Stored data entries

PR #494, opened 2019-02-01
Version Number and Log Timezone Name Additions

kennethtran93:
Closes #443 and possibly closes #474.

(Apologies - I forgot to create a separate branch for these separate 'bugfixes'.  Hopefully you're fine with implementing both at once)

Added version number in three places:  

- Icon Title (viewable upon mouse-over or in the firefox overflow menu)
screenshot from 2019-01-31 22-02-14

- Sidebar menu navigation in Settings
screenshot from 2019-01-31 22-03-32

- About page
screenshot from 2019-01-31 22-04-30

Value is extracted from the manifest file from within the browser itself, so there's still only one version number to keep updated.

-----

For the log times, I've added in the option to display the short timezone name that is based on what is already stored by the timestamp itself.
screenshot from 2019-01-31 22-31-40

PR #503, opened 2019-02-21
Added Versioning on Notifications Popup

kennethtran93:
Thought I should do this as well, before you publish a new version.   As the title says, this adds the version number to the popup.

I am unsure if you had used the `notificationTitle` locale string anywhere else, so let me know if I need to commit additional changes to this PR first.

Removed `versionExtText` from my previous PR #494 as I found out that I used a workaround instead based on your current locales string for mentioning browser version.

For those looking for a screenshot, here you go.  Nothing too fancy.
screenshot from 2019-02-21 14-46-30

### DIFF
--- a/extension/_locales/en/messages.json
+++ b/extension/_locales/en/messages.json
@@ -10,8 +10,14 @@
   },
 
   "notificationTitle": {
-    "message": "Cookie AutoDelete: Cookies were deleted!",
-    "description": "Cookie AutoDelete: Cookies were deleted!"
+    "message": "Cookie AutoDelete $Ver$: Cookies were deleted!",
+    "description": "Cookie AutoDelete 3.X.X: Cookies were deleted!",
+    "placeholders": {
+      "ver": {
+        "content": "$1",
+        "example": "3.0.0"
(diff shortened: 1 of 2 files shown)


kennethtran93:
I'm working on propagating the locale changes to all the other languages (not sure if I needed to do that but I will anyway - please wait for another commit from me later (shouldn't be more than a day later).

ke-d:
> I'm working on propagating the locale changes to all the other languages (not sure if I needed to do that but I will anyway - please wait for another commit from me later (shouldn't be more than a day later).

You generally don't need to do that since I upload the english version to Crowdin and then it will propagate the changes.

kennethtran93:
Then let's leave it at that then.  I don't think there's any other places that uses `notificationTitle` but I could be wrong - are there any?

kennethtran93:
Any chance of getting this merged before the next version is published?

ke-d:
@kennethtran93 Sorry about this, just been pretty busy lately with other stuff. Let me know if there's anything else I'm forgetting.

PR #619, opened 2020-02-10
Fixed IP Regex Bug

### LINKED ISSUE #539: IP Regex bug (work-12345678.workplace.com) is being treated as an IP
On some websites, e.g. workplace.com (facebook's office spinoff) the presence of Cookie Autodelete addon logs out the user almoust every minute, even though it's whitelisted. When I disable the addon it works fine.

This and some others problems can be solved if there was disable on this website option, or maybe it's a whitelist bug?

- OS/version: 8.1
- Browser/version: FF 67.0.2
- Cookie AutoDelete version: 3.0.2

kennethtran93:
This fixes #539.  IP Regex Bug, at least for this specific scenario.  

As I'm using the ip-regex library, it should be much better at properly detecting valid IPs (both V4 and V6).

Added (2) additional tests for this bug.

Updated Dependencies.


kennethtran93:
Here's a quick screenshot of the patched bug

Screenshot from 2020-02-10 13-16-21

Issue #169, opened 2017-10-05
Allow users to enter their own regular expressions


grenzor:
Currently it looks like all user entered expressions are converted to regular expressions but this doesn't allow users to enter their own regular expressions. Doing so will be extremely useful for user-defined specificity for some rules.

ke-d:
If you can convince me of specific use cases, I might consider it.

As it stands, I don't see how this would be useful vs. making more confusing for the user (not everyone can do RegExp).

grenzor:
I agree this is for more expert users so users would have to do something extra to use it (e.g. tick box to enter regular expression).

^((?!google.com|github.com|yahoo.com).)*$ - matches all domains except defined

This is just one example from me, someone who really knows very little regexp but since regexp is extremely flexible I'm sure it would benefit more advanced users. Honestly, I was originally thinking of this suggestion more for your H-AD addon not C-AD as C-AD regexp is useful for cookie domains where the other can be applied to the whole URL but it can still be useful here since RegExp support is already implemented.

seansfkelley:
When I first saw the changes this was also my first thought. I don't have a use-case off the top of my head now, but I thought it was strange that the UI displayed the regex when it wasn't editable/relevant.

geniekoechling:
A use case would be a regex for the private IPv4 adresses:

`(^127\.)|(^10\.)|(^172\.1[6-9]\.)|(^172\.2[0-9]\.)|(^172\.3[0-1]\.)|(^192\.168\.)`

or ranges of hostnames like `srv000.example.com - srv099.example.com` without allowing every subdomain.

kennethtran93:
Those following this:  I'm working on getting the cookie list populated based on the domain regexp. It will be included in the next version.

Issue #646, opened 2020-03-08
[FEATURE REQUEST] Using C-AD as anti-distraction extension


maltsev:
I guess, the primary use-case of this extension is to prevent being tracked. But it also seems that this extension would work pretty well for a totally different issue: preventing from visiting Facebook, Twitter, Reddit, and other distraction websites too often. Since all these websites require you to be signed in to get any meaningful experience letting C-AD automatically sign you out after you close the tab would, in my opinion, significantly reduce impulse visits of this websites since each time you'll have to enter your credentials (so it isn't a quick dopamine hit anymore).

The only thing that prevents me from using C-AD for that purpose is that I don't want to be signed out of all other websites that I visit from time to time. Sure, I can add them to the white list but it'd require adding each of these websites separately, and I have probably a hundred of them.

A possible solution would be to implement some sort of black-list, so C-AD deletes only cookies from that list and keeps other cookies present (discussed in #134 and #549). 

Another solution is to add regexp support so it'd be possible to white list all websites except Facebook, Twitter, etc (discussed in #169). 

I'm a developer myself so I can implement that. But first I'd like to have a discussion if you see this use-case fit for C-AD at all and if you eventually ready to accept my PR.

kennethtran93:
A blacklist on top of the existing whitelist/greylist is fine.  It would be implemented as always delete then.   Another option on the settings will need to be added such that one can set a delay on the blacklist itself.  This may be related to #631 .

Regex support could be possible too.  I was going to implement the ability to use comma-separate site value sometime soon.

With an additional button in the popup, we will need to make it a dropdown selection, maybe even need to adjust the list of expressions page too.

maltsev:
Thanks for the clarification! I'll check this weekend which one is better to implement.

kennethtran93:
Is this a closable feature request or will additional items be implemented?

maltsev:
The solution implemented in #649 works well for me, but maybe it will be too complex for other people to use. On the other hand, I don't plan to work on this issue anymore, so I guess, we could close it for now. 

I'll send you updated docs about this feature this evening.

kennethtran93:
Thanks!  Version 3.1.0 is uploaded for review to both extension stores, but if you want to try you can download it from GitHub Releases.

maltsev:
> I'll send you updated docs about this feature this evening.

It seems you already took care of that :-)

PR #649, opened 2020-03-15
Add regexp support for white-list rules

maltsev:
In #646 we discussed how C-AD could be used as an anti-distraction extension. I decided to choose the easiest path and just add regexp support to white-list rules. In the UI it looks the following way: 
image

By default, it's unchecked so users who don't know what regexps are could just simply ignore that.

I've tested this change and it works well both in FF and Chrome.

I was not sure if it's a good place in the UI to put that option. Maybe you could suggest a better place?

I could also update the wiki if this PR gets merged.

_(this PR also relates to #169)_


kennethtran93:
Thanks!

Would it be more feasible if it could just check if the expression entered is a regex? (i.e. check for `/` as the first character and `/` as the end character? That would eliminate the RegExp checkbox.

kennethtran93:
Heads up #650 is my PR with a bunch of changes.  As it is late night for me I won't merge my PR yet just in case I missed something in the morning.

maltsev:
Thanks for letting me know! Can you wait a bit with releasing a new version of C-AD? I'll implement the regexp the way you suggested in ≈10 hours.

maltsev:
I've added check for `/` as a first and a last char.

kennethtran93:
While the regexp works in what you have given me, I'm also fixing a bug that surfaced due to using regexp as the 'keep all cookies' unchecked would show nothing.  This is because the cookies.getAll was expecting an actual domain and not a regexp.  I'm going to add an additional check and filter to the 'keep all cookies' unchecked so it would only show cookies if the domain matches the regexp given.

kennethtran93 (approved):
Thanks for the addition of testing with the enhancement.

kennethtran93:
Will Close #169 with this

kennethtran93:
Thanks!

Assignment.
Locate the word "unchecked" in the records and collect each line it appears in.

Written response.
By default, it's unchecked so users who don't know what regexps are could just simply ignore that.
While the regexp works in what you have given me, I'm also fixing a bug that surfaced due to using regexp as the 'keep all cookies' unchecked would show nothing.  This is because the cookies.getAll was expecting an actual domain and not a regexp.  I'm going to add an additional check and filter to the 'keep all cookies' unchecked so it would only show cookies if the domain matches the regexp given.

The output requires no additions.